Towards Comparability in Non-Intrusive Load Monitoring: On Data and Performance Evaluation

Christoph Klemenjak,Stephen Makonin,Wilfried Elmenreich
DOI: https://doi.org/10.48550/arXiv.2001.07708
2020-01-20
Abstract:Non-Intrusive Load Monitoring (NILM) comprises of a set of techniques that provide insights into the energy consumption of households and industrial facilities. Latest contributions show significant improvements in terms of accuracy and generalisation abilities. Despite all progress made concerning disaggregation techniques, performance evaluation and comparability remains an open research question. The lack of standardisation and consensus on evaluation procedures makes reproducibility and comparability extremely difficult. In this paper, we draw attention to comparability in NILM with a focus on highlighting the considerable differences amongst common energy datasets used to test the performance of algorithms. We divide discussion on comparability into data aspects, performance metrics, and give a close view on evaluation processes. Detailed information on pre-processing as well as data cleaning methods, the importance of unified performance reporting, and the need for complexity measures in load disaggregation are found to be the most urgent issues in NILM-related research. In addition, our evaluation suggests that datasets should be chosen carefully. We conclude by formulating suggestions for future work to enhance comparability.
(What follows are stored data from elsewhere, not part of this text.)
PR #557, opened 2017-01-10
 Refactor progress code

pengz1:
* This PR is to address Felix's comments on ipxe progress
   API,_getActiveTask function and progress data type.
 * Code is udpated based on comments.
 * No feature impacted.

### DIFF
--- a/lib/services/swagger-api-service.js
+++ b/lib/services/swagger-api-service.js
@@ -70,7 +70,7 @@ function swaggerFactory(
     }
 
     function _sortQuery(query){
-        var sortParams = new Object();
+        var sortParams = {};
         var match = query.raw.match(/([-+]{0,1})(.+)/);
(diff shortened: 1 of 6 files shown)


pengz1:
@yyscamper @lanchongyizu @linlynn

lib/services/swagger-api-service.js
```diff
@@ -356,6 +355,8 @@ function swaggerFactory(
                 .then(function (activeTask) {
                     return activeTask.taskId;
                 });
+        } else {
```
brianparry: Just a minor suggestion, but I think this would be a little easier to read if written like:
```
return Promise.try(function() {
    if (nodeId) {
        return taskProtocol.activeTaskExists(nodeId)
        .then(function (activeTask) {
             return activeTask.taskId;
        });
});
```

PR #559, opened 2017-01-11
Add skipPollerOption to determine creating or skipping 

keedya:
Add a new option in the config file to allow user to skip the generation of pollers on a compute node


geoff-reid:
:+1:

PR #566, opened 2017-01-18
only push notification for rack nodes

VulpesArtificem:
related to/requires https://github.com/RackHD/docs/pull/367

cleaned up the code so that we only publish this event for rack nodes added via api

@rolandpoulter @pscharla


anhou:
@VulpesArtificem after merging the docs, just found it's only for rack node, could it extend to other types of nodes? is there some concerns about this?
 please rebase the codes, otherwise, the houndci would fail, recently, @yyscamper has a fix about the houndci.

lib/services/nodes-api-service.js
```diff
@@ -316,6 +314,9 @@ function nodeApiServiceFactory(
                 };
                 return workflowApiService.createAndRunGraph(configuration);
             }
+            else if(node.type === Constants.NodeTypes.Rack) {
+                return eventsProtocol.publishNodeEvent(node, 'added');
```
yyscamper: I still don't understand why only publish notification for Rack node?

VulpesArtificem: We can do it for all nodes, that's what it did do, I was just changing it to actually meet the requirements of the original work item but keeping it for all nodes is fine. If we want that I can just close the PR

anhou: @VulpesArtificem I think keep it for all types of nodes are good than just meet the 'rack' node requirement, because current codes has cover the 'rack' related event requirement， so I suggest close this PR, for docs, I'm submitting a PR for event refactoring, I can modify the docs there. you don't need to submit another PR for docs

PR #567, opened 2017-01-18
add the identifier property to the node schema

tannoa2:


static/schemas/2.0/node.2.0.json
```diff
@@ -47,6 +47,10 @@
                         "type": "string",
                         "uniqueItems": true
                     }
+                },
+                "identifiers": {
+                    "description": "Node Macs",
+                    "type": "array"
```
yyscamper: The identifier is a list of string, so copy the property `tags`, and the sub schema for each array item:
```
items: {
  type: "string"
}
```

tannoa2:

keedya:
test this please

PR #573, opened 2017-01-26
Cisco Version Header string contains extra escape characters

nucklehead:
that json encoding escapes on and renders incorrectly.
This removes those characters and allows correct encoding.

Signed-off-by: Ethan Kaley <ethan.kaley@emc.com>

### DIFF
--- a/data/templates/cisco-catalog-version.py
+++ b/data/templates/cisco-catalog-version.py
@@ -8,7 +8,10 @@ def main():
     data = {}
 
     try:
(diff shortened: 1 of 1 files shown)


nucklehead:
@keedya this is a fix from the issue you and @king-jam identified weeks back.

king-jam:
:+1: was tested against a Cisco switch

keedya:
looks good. Thanks @nucklehead

PR #575, opened 2017-01-29
Update monorail-2.0.yaml

BillyAbildgaard:
updating yaml so new documentation is generated in bintray showing new ibms routes


BillyAbildgaard:
@RackHD/veyron

PR #580, opened 2017-02-03
updating postNode w/ new snmpSettings

BillyAbildgaard:
changing post node so it doesn't use old snmpSettings from node 

@RackHD/veyron


lib/services/nodes-api-service.js
```diff
@@ -276,26 +277,36 @@ function nodeApiServiceFactory(
                     return waterline.obms.upsertByNode(node.id, obm);
                 });
             }
+        }).tap(function(node) {
+            if (snmpBody) {
+                var snmpIbm = {
+                    "service": "snmp-ibm-service",
+                    "config": snmpBody
+                };
+                    return waterline.ibms.upsertByNode(node.id, snmpIbm);
```
anhou: indent

PR #582, opened 2017-02-06
prevent render error if networkDevices is not defined

geoff-reid:
This is to fix the failure with windows OS install, https://rackhd.atlassian.net/browse/RAC-4035

@RackHD/corecommitters @tannoa2 @keedya @uppalk1


keedya:
test this please

PR #589, opened 2017-02-15
Fix redfish/manager/id to return data, when no nodes are discovered

srinia6:
Fix for RAC-72. Now return data, even when no nodes are discovered instead of throwing an error.


srinia6:
test this please

amymullins:
test this please

PR #590, opened 2017-02-16
workflow level progress

lanchongyizu:
Implement workflow level progress indicator after task level progress.
https://rackhd.atlassian.net/browse/RAC-3923

@RackHD/corecommitters @pengz1 @iceiilin

### DIFF
--- a/lib/services/notification-api-service.js
+++ b/lib/services/notification-api-service.js
@@ -1,4 +1,4 @@
-// Copyright 2016-2017, Dell EMC, Inc.
+// Copyright © 2016-2017 Dell Inc. or its subsidiaries.  All Rights Reserved.
 
 'use strict';
 
@@ -16,7 +16,7 @@ di.annotate(NotificationApiServiceFactory,
         'Services.Waterline',
         'Errors',
         'Promise',
-        'Progress',
+        'GraphProgress',
         '_'
     )
 );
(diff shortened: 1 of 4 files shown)


lib/services/notification-api-service.js
```diff
@@ -80,50 +82,40 @@ function NotificationApiServiceFactory(
...
-                        taskName: graphObject.tasks[taskId].friendlyName,
-                        progress: progress
-                    }
-                };
-                return taskMessenger.publishProgressEvent(graphObject.instanceId, progressData);
+                var progress = new Progress(graph);
+                progress.calculateGraphProgress();
+                progress.setGraphDescription(taskProgress.description);
+                progress.setTaskProgress(taskId, taskProgress);
+                return eventsProtocol.publishProgressEvent(graph.instanceId, progress.getData());
```
pengz1: Suggest moving progress action to Progress instead of each events.

lib/services/notification-api-service.js
```diff
@@ -80,50 +82,40 @@ function NotificationApiServiceFactory(
...
-                        taskId: taskId,
-                        taskName: graphObject.tasks[taskId].friendlyName,
-                        progress: progress
-                    }
-                };
-                return taskMessenger.publishProgressEvent(graphObject.instanceId, progressData);
+                var progress = new Progress(graph);
+                progress.calculateGraphProgress();
+                progress.setGraphDescription(taskProgress.description);
+                progress.setTaskProgress(taskId, taskProgress);
```
lanchongyizu: I think you should comment on old code.

lib/services/notification-api-service.js
lanchongyizu: Same to the above.

pengz1:
+1

PR #591, opened 2017-02-17
Refactor OS installation progress

yyscamper:
1. Directly reference the milestone definition rather than the raw value.
2. Change all progress notification to be sent via URI /notification/progress
3. Explain the strange implemention for GET /notification/progress
4. Remove totalSteps/currentStep, always use the typic variable maximum/value

jenkins: depends on https://github.com/RackHD/on-tasks/pull/407

@pengz1 @lanchongyizu

### DIFF
--- a/data/profiles/install-centos.ipxe
+++ b/data/profiles/install-centos.ipxe
@@ -3,8 +3,8 @@ echo Starting CentOS/RHEL <%=version%> installer for ${hostidentifier}
 # The progress notification is just something nice-to-have, so progress notification failure should
 # never impact the normal installation process
 <% if( typeof progressMilestones !== 'undefined' && progressMilestones.enterProfileUri ) { %>
-# since there is no curl like http client in ipxe, so use imgfetch instead
-# note: the progress milestones uri must be wrapped in unescaped format, otherwise imgfetch will fail
+    # since there is no curl like http client in ipxe, so use imgfetch instead
+    # note: the progress milestones uri must be wrapped in unescaped format, otherwise imgfetch will fail
     imgfetch --name fakedimage http://<%=server%>:<%=port%><%-progressMilestones.enterProfileUri%> ||
     imgfree fakedimage ||
 <% } %>
--- a/data/profiles/install-centos.ipxe
+++ b/data/profiles/install-centos.ipxe
@@ -1,11 +1,23 @@
 echo Starting CentOS/RHEL <%=version%> installer for ${hostidentifier}
+
+# The progress notification is just something nice-to-have, so progress notification failure should
+# never impact the normal installation process
+<% if( typeof progressMilestones !== 'undefined' && progressMilestones.enterProfileUri ) { %>
+# since there is no curl like http client in ipxe, so use imgfetch instead
+# note: the progress milestones uri must be wrapped in unescaped format, otherwise imgfetch will fail
+    imgfetch --name fakedimage http://<%=server%>:<%=port%><%-progressMilestones.enterProfileUri%> ||
+    imgfree fakedimage ||
+<% } %>
+
 set base-url <%=repo%>/images/pxeboot
 set params initrd=initrd.img ks=<%=installScriptUri%> hostname=<%=hostname%> ksdevice=bootif BOOTIF=01-${netX/mac} console=<%=comport%>,115200n8 console=tty0
 kernel ${base-url}/vmlinuz repo=<%=repo%> ${params}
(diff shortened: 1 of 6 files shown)


changev:
test this please

lanchongyizu:
:+1:

data/profiles/install-centos.ipxe
```diff
@@ -1,11 +1,23 @@
 echo Starting CentOS/RHEL <%=version%> installer for ${hostidentifier}
+
+# The progress notification is just something nice-to-have, so progress notification failure should
+# never impact the normal installation process
+<% if( typeof progressMilestones !== 'undefined' && progressMilestones.enterProfileUri ) { %>
```
anhou: this code line is mixed in comments, the comments below could be indented

lib/services/common-api-presenter.js
```diff
@@ -208,9 +213,10 @@ function CommonApiPresenterFactory(
                     } catch (error) {
                         // If we failed to render the error then we've got larger problems.
 
-                        logger.error('Unable to render error template.', {
-                            macaddress: options.macaddress,
-                            error: error
+                        logger.error('Unable to render error profile.', {
```
anhou: the logs should be "Unable to render boilerplate.ipxe" ?

lib/api/2.0/notification.js
```diff
@@ -39,5 +47,8 @@ var notificationProgressGet = controller(function(req, res){
 
 module.exports = {
     notificationPost: notificationPost,
-    notificationProgressGet: notificationProgressGet
+    notificationProgressPost: notificationProgressPost,
+    //NOTE: in some environment, the HTTP client doesn't support POST, so we have to define
```
anhou: 'environments'  could you help provide the example 'ipxe' explicitly for understanding

static/monorail-2.0-sb.yaml
```diff
@@ -158,29 +158,73 @@ paths:
             $ref: '#/definitions/Error'
   /notification/progress:
     x-swagger-router-controller: notification
+# In some environment (such as ipxe), the avaiable http client doesn't support POST, so we have
+# to compromise to define below GET api to update progress information, but actually it does the
+# job of verb "POST"
     get:
       operationId: notificationProgressGet
```
anhou: how about  using 'notificationProgressPost' directly,  it could avoid confusion in two places( another is "notificationProgressGet: notificationProgressPost" ) and avoid you have to comments  in two places.

lib/api/2.0/notification.js
```diff
@@ -39,5 +47,8 @@ var notificationProgressGet = controller(function(req, res){
...
+    //a ugly API which use verb GET to update the progress information
```
pengz1: a =>an, use => uses

static/monorail-2.0-sb.yaml
```diff
@@ -158,29 +158,73 @@ paths:
...
-        send taskid, total setps and current step sequence to rackhd via notification get function
+        This API is used to update the progress information for a task instance
       parameters:
         - name: taskId
           in: query
           description: |
-            Task instance identifier
-          required: true 
+            The identifier of task instance which the progress applies to
+          required: false
```
pengz1: Without taskId, progress actually can't work, suppose it is required.

static/monorail-2.0-sb.yaml
```diff
@@ -158,29 +158,73 @@ paths:
...
+      summary: |
+        Send progress notification to task
+      description: |
+        This API is used to update the progress information for a task instance
+      parameters:
+        - name: taskId
+          in: query
+          description: |
+            The identifier of task instance which the progress applies to
+          required: false
```
pengz1: taskId should be required

static/monorail-2.0-sb.yaml
yyscamper: Good idea

static/monorail-2.0-sb.yaml
yyscamper: Actually if the progress data is embedded in http request body, then the taskId is optional in query.

lib/services/common-api-presenter.js
yyscamper: The error occurs when both the input profile & boilerplate.ipxe rendering fail, but the error input profile is really something we care while analyzing log, so I don't think your log message is better than the original one.

yyscamper:
jenkins: test this please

Signal Processing,Machine Learning
What problem does this paper attempt to address?
This paper attempts to solve the comparability problem in non - invasive load monitoring (NILM) research. Specifically, although significant progress has been made in load disaggregation techniques, there are still open research problems in performance evaluation and result comparability. The paper points out that the lack of standardized and consensual evaluation procedures makes it extremely difficult to reproduce results and compare different studies. To improve this situation, the paper focuses on the significant differences between common energy data sets and discusses the comparability problem from three aspects: data set characteristics, performance indicators, and evaluation processes. The main contributions of the paper include: 1. **Data set analysis**: It compares in detail the characteristics of several commonly used low - sampling - rate energy data sets, such as duration, sampling rate, and the number of installed sub - meters, and points out the impact of these characteristics on the performance of load disaggregation algorithms. 2. **Performance indicators**: It emphasizes the importance of choosing appropriate performance indicators and suggests using normalized indicators to compare electrical appliances of different power levels. 3. **Evaluation process**: It proposes two new evaluation indicators - test set ratio (TSR) and event ratio (EVR) - to quantify the amount of data and the number of events used in the evaluation process, thereby improving the comparability of evaluation results. 4. **Noise level**: It suggests evaluating the noise level in the aggregated power signal and introduces the noise - to - aggregation ratio (NAR) as a measurement standard. Through these methods, the paper aims to provide suggestions for improving comparability in future NILM research, especially when using closed - source data sets or when privacy issues are involved.